Para Mariana Rosell, o lançamento do livro – resultado do seu mestrado no Departamento de História da Faculdade de Filosofia, Letras e Ciências Humanas da USP (FFLCH) – coincide com um momento de reflexões. “Acredito que os estudos relacionados a períodos autoritários sempre têm seu lugar, pois nos ajudam a compreender a complexidade desses momentos e também as possibilidades e necessidades de atuação na resistência contra eles”, afirma. “Porém, no momento atual, isso é ainda mais significativo, já que movimentos e pessoas que defendem o autoritarismo têm ganho voz no espaço público e é cada vez mais necessário lembrar nosso passado recente e colaborar para a conscientização da sociedade sobre os males e legados negativos que esse tipo de experiência nos deixou.
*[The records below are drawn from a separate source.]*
Issue #1523, opened 2018-01-21
Build fails on Ubuntu 14.04 / Cythonizing scheme_wrapper.pyx


edguy3:
On a fresh Ubuntu 14.04 install, with Cython version 0.20.1post0, I get the following build error: 
```
Error compiling Cython file:
------------------------------------------------------------
...

cdef extern from "opencog/cython/load-file.h" namespace "opencog":
    int load_scm_file_relative (cAtomSpace& as, char* filename) except +

def load_scm(AtomSpace a, str fname):
    status = load_scm_file_relative(deref(a.atomspace), fname.encode('UTF-8'))
                                                                   ^
------------------------------------------------------------

/home/opencog/atomspace/opencog/cython/opencog/scheme_wrapper.pyx:69:68: Obtaining 'char *' from temporary Python value

```

Builds fine on Ubuntu 16.04 with Cython version 0.23.4

( Patch coming. )

linas:
closing. I assume #1524 fixed this

PR #1524, opened 2018-01-21
fix for cython build error on ubuntu 14.04 as described in issue #1523

edguy3:
Assigning filename to temporary value allows it to compile on Ubuntu 14.04 using Cython version 0.20.1post0. Does not compile otherwise.   Confirmed on  Ubuntu 16.04 as well.  No impact on unit tests.


linas:
Thanks!

Issue #1525, opened 2018-01-22
build.sh file requires Bash rather than default Bourne shell


edguy3:
Encountered this issue while building on Ubuntu 16.04:

```
build.sh: 6: build.sh: [[: not found
Wrong GHC version installed. Running stack setup.
stack will use a sandboxed GHC it installed
For more information on paths, see 'stack path' and 'stack exec env'
To use this GHC and packages outside of a project, consider using:
stack ghc, stack ghci, stack runghc, or stack exec

```
Source is 
../opencog/haskell/CMakeLists.txt:        COMMAND sh build.sh ${CMAKE_CURRENT_BINARY_DIR}

( Pull request with fix in process)

linas:
I merged  #1426 which is correct; I am confused about why there is also a revert that references this... ?

linas:
closing, I assume #1426 fixed this.

PR #1526, opened 2018-01-22
use bash shell instead of bourne on haskell target build issue #1525

edguy3:
Corrects issue checking haskell target where a shell script 
that requires bash is invoked with sh


linas:
Thanks!

Issue #1528, opened 2018-01-23
Crazy pattern matcher bug


ngeiswei:
This one is weird, and I mean WEEEEIIIIIIRRRRRD, like blair witch weird.

Consider the following
```
(LambdaLink
  (VariableList
    (VariableNode "$X")
    (VariableNode "$Y")
  )
  (InheritanceLink
    (VariableNode "$X")
    (VariableNode "$Y")
  )
)

;; Query
(define query
(BindLink
  (AndLink
    (VariableNode "$f-lamb-e84bdd8")
    (NumberNode "2.000000")
    (EvaluationLink
      (GroundedPredicateNode "scm: dummy")
      (NumberNode "2.000000")
    )
  )
  (Concept "A"))
)

(define (dummy X) (stv 1 1))
```
The result I'm getting is `(Set)`, while it is expected to return `(Set (Concept "A"))`.

Now the crazy parts, if I remove any one of the clauses `(VariableNode "$f-lamb-e84bdd8")`, `(NumberNode "2.000000")` or `(Evaluation ...` it works!

But there's more, if I rename `(VariableNode "$f-lamb-e84bdd8")` to `(VariableNode "$f-lamb")` it works too!!!

ngeiswei:
OK, it seems that the name change craziness `"$f-lamb"` vs `"$f-lamb-e84bdd8"` comes from the fact that it changes the canonical order used to turn unordered links (here `AndLink`) to ordered internal representations. Then this causes the pattern matcher to choose a different initial search strategy that happens to be buggy.

PR #1530, opened 2018-01-24
Fix issue #1528

ngeiswei:
There was a discrepancy between `PatternLink::_components` and `PatternLink::_component_patterns`. Fix it by removing constant component patterns from `PatternLink::_component_patterns` as well.


linas:
blair witch

PR #1535, opened 2018-01-26
modify return value on timepair_t AtomSpaceBenchmark::bm_getHandlesBy

edguy3:
Was returning a clock_t when a timepair_t is needed. 

While has no impact on my unit tests, this PR requires a bit of review to ensure
this is the proper fix. 

/ed


linas:
thanks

Acredito que o livro pode nos fazer refletir não só sobre a necessidade de sempre resistir ao autoritarismo, bem como sobre a importância do engajamento artístico nesse processo.”
Ator sem consciência é bobo da corte leva o leitor a uma volta no tempo através da pesquisa de Mariana Rosell. Um trabalho detalhado que contextualiza o teatro em uma conexão com as artes em geral e traz uma dimensão ampla da trajetória política e cultural dos anos 1960, 1970. E vai além desse tempo com uma análise densa e bem fundamentada sob a orientação de Marcos Napolitano, professor do Departamento de História da USP. Um projeto que continua na pesquisa atual de doutorado da autora.
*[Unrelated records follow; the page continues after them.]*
PR #1537, opened 2018-01-29
Fix nested put links

ngeiswei:
Fix beta-reducing nested put links like
```
(Put
  (Put
    (Lambda
      (Variable "$X")
      (Variable "$X"))
    (Lambda
      (VariableList
        (Variable "$Y")
        (Variable "$Z"))
      (Inheritance
        (Variable "$Y")
        (Variable "$Z"))))
  (List
    (Concept "A")
    (Variable "$X")))
```
that should output
```
(Lambda
  (Variable "X")
  (Inheritance
    (Concept "A")
    (Variable "$X")))
```
instead of crashing.

### DIFF
--- a/opencog/atoms/core/PrenexLink.h
+++ b/opencog/atoms/core/PrenexLink.h
@@ -38,7 +38,7 @@ namespace opencog
 ///
 /// This is used primarily to ensure that PatternLinks remain in
 /// prenex form, even when being rewritten. PatternLinks must have
-/// all avraible declarations out in front, in order to work.
+/// all available declarations out in front, in order to work.
 ///
 class PrenexLink;
 typedef std::shared_ptr<PrenexLink> PrenexLinkPtr;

Bibi Ferreira em Gota d’água (1973), de Chico Buarque e Paulo Pontes – Foto: Reprodução/ Site Memórias da Ditadura
“Rosell analisa quatro peças de teatro que foram grandes sucessos nos anos 1970: Um grito parado no ar, de Gianfrancesco Guarnieri, 1973, Rasga coração, de Oduvaldo Viana Filho, 1974, Gota d’água, de Chico Buarque e Paulo Pontes, 1975, e O último carro, de João das Neves, de 1964-1976″, explica o orientador Marcos Napolitano no prefácio. “A partir deste corpus, explora os diálogos textuais e contextuais por ela caracterizados como um projeto de dramaturgia comunista/pecebista, dando relevância aos impasses estético-ideológicos que marcavam artistas e intelectuais alinhados a este grupo ideológico.”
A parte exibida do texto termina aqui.